先ほども述べたように、障害の状態を的確に判断できる診断書を(必要に応じて複数)提出します。ガン・治療の副作用による障害、術後後遺症、人工肛門、新膀胱増設、尿路変更術は 「その他の障害」の診断書です。たとえば、うつ病を併発された場合は精神障害診断書、身体動作能力低下の障害は肢体障害の診断書を提出します。

・ガンは、申請をいつするのがよいのか?この見極めが非常に難しいのです。申請後すぐに重い等級に該当する状態となっても1年は同じ等級、年金額も変わりません。進行が遅いからと申請を遅らせてもその後急に悪化することも考えなくてはなりません。ガンの障害年金申請は本当に難しいですね。

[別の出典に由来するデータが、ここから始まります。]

PR #636, opened 2023-02-14
:bug: Update to UBI9 to fix arm64 builds

jmontleon:
Signed-off-by: Jason Montleon <jmontleo@redhat.com>

I know we weren't in a hurry to do this, however multi arch builds are experiencing odd failures on arm64 using UBI8.
https://github.com/konveyor/tackle2-ui/actions/runs/4168992831/jobs/7216425953#step:2:1067
https://github.com/konveyor/tackle2-ui/actions/runs/4174604421/jobs/7228394767#step:2:1077

I can reproduce much of this locally, and was able to workaround it using UBI9 node16 and node18 images without a problem both locally and within github actions:
https://github.com/jmontleon/tackle2-ui/actions/runs/4175222062/jobs/7229841318
https://quay.io/repository/jmontleon/tackle2-ui?tab=tags

I've opened an issue with qemu-user-static to see if there are any known issues we might be hitting, or other debugging  steps we can try to resolve the issue, but this is probably our best bet to move on at the moment.
https://github.com/multiarch/qemu-user-static/issues/185

### DIFF
--- a/Dockerfile
+++ b/Dockerfile
@@ -1,12 +1,12 @@
 # Builder image
-FROM registry.access.redhat.com/ubi8/nodejs-16 as builder
+FROM registry.access.redhat.com/ubi9/nodejs-16 as builder
 USER 0
 COPY . .
 WORKDIR "/opt/app-root/src" 
 RUN npm install -w client && npm run build -w client && rm -rf node_modules && npm install -w server
 
 # Runner image
-FROM registry.access.redhat.com/ubi8/nodejs-16-minimal
+FROM registry.access.redhat.com/ubi9/nodejs-16-minimal
 
 # Add ps package to allow liveness probe for k8s cluster
 # Add tar package to allow copying files with kubectl scp


djzager (approved):

gildub:
Upgrade to UBI9 was first suggested [recently](https://github.com/konveyor/tackle2-ui/pull/579) and put on hold because the entire tackle2 stack needs to be aligned.

See https://github.com/konveyor/tackle2-ui/issues/638 for follow up.

gildub (dismissed):
@jmontleon, that's interesting issue which gives an opportunity to bump to latest UBI. 
Meanwhile we have to wait for the whole project to bump UBI along.

jmontleon:
> @jmontleon, that's interesting issue which gives an opportunity to bump to latest UBI. Meanwhile we have to wait for the whole project to bump UBI along.

- I don't agree with this. tackle2-addon-test-generator has been UBI 9 all along.
- tackle2-addon-windup had to be bumped in order to get a publicly available s390x svn package (CentOS 8 did not have an s390x release)
- in general for node and golang builds, all other things being equal, I don't view changing the distribution version as high risk. There's some, but not much.
- Downstream does not have to change with us. I get that the desire is to keep drift minimal, but I know for a fact it won't be the first time ever we've been on different releases upstream and down (ansible-runner upstream moved WAY faster than downstream, and then I/we missed a product rename that had us sitting longer on EL7 down while containers upstream were well and away on 8)

gildub (approved):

申しあげられることは、「申請を決めたら一日でも早く済ませる。遅くても今月中に!を目標に手続きを終わらせましょう。」です。

今月末までに提出しないと、ひと月もらえる年金が減ってしまうからです。

ガンの初診日

・初診日は、障害の原因となった傷病に関連する症状を訴え、最初に受診した日(リンク参照)であり、本来の初診日認定の原則的な考えです。ガンの初診日も原則的な認定が行われます。

しかし、ガンと確定診断された日を初診日として認定することがあります。令和元年11月、脳脊髄液漏出症の障害年金申請の新聞報道は、確定診断日を初診日と認定された申請者の不利益について批判する内容でした。障害認定日が遅くなることで受給できる年金が減ってしまうからです。報道の事案では問題はなかったのですが、初診日に加入した年金制度のが違えば受給額が大幅に変わってしまいます。このような初診日認定は以前からあり、脳脊髄液漏出症に限って行われたのではありません。ガンでもあります。

最後にガンの厚生年金受任事例をご紹介します。

障害年金受給でホントウに難しいのは、初診日証明が困難な事案です。初診日認定は、厚生年金よりも国民年金加入時と認定される傾向にあること(障害基礎年金は支給額が少ない。)。別傷病治療中で発症しても、発症後に症状を訴えても初診日と認定されにくいことを痛感させられた事案です。

診断や治療に納得が行かなければ、セカンドオピニオンや転院してでも専門治療を受けること(退職予定なら必須!)。退職後すぐに国民年金保険料を納付しないと未納月となることにも注意が必要と思います。

厚生年金加入中、病名はAと診断され治療を受けていたものの症状は変化。医師はカルテにも変化を記載した。本人はガンを疑い、検査を希望、検査を受けたが病名は同じ。ガンを疑うこともなくA病の治療を続けた。

自己都合で会社を辞め、転居先の最寄りの総合病院を二月後に受診し「ガン」と診断された。外科手術後A病特有の症状は消失。前医で変化後の症状は残り、主治医に聞いたら「変化後の症状はガンの症状だ」と説明された。

障害年金を請求したが初診日は退職後の国民年金加入と認定され、障害等級2級不該当・不支給。審査請求。2級で認定される状態になるまで申請するのを待ったが、その間仕事には就けない状態のまま1年余が経過。状態は悪化するが生活面では自立、外出も車で用を足せる状態が続く。急激に悪化、2年を待たず、障害年金の再請求も出来ないまま他界された。

確定診断日を初診日としか認定しなかった。 初診時の病名Aとガンに相当因果関係を認められないこと。初診病院ではガンの治療を受けていなかったこと。これが理由でした。

ガンがどんな理由や原因で発症したかは医学的に解明は困難です。相当因果関係が認められるとは、A病を発症したらガンになることが医学的に通常だと判断されるような定説を証明しなければなりません。

ガンだと診断せず(できず)に初診時の病名の治療を続けた医師が、ガン発病を疑うこともなく専門医を紹介しなかった。結果、ガンの治療を受けられなかったが数ケ月後ガンと診断されたのです。

障害認定基準にある原則に照らし、ガンの症状を最初に訴え受診した日をガンの初診日と認定すべきだと考えます。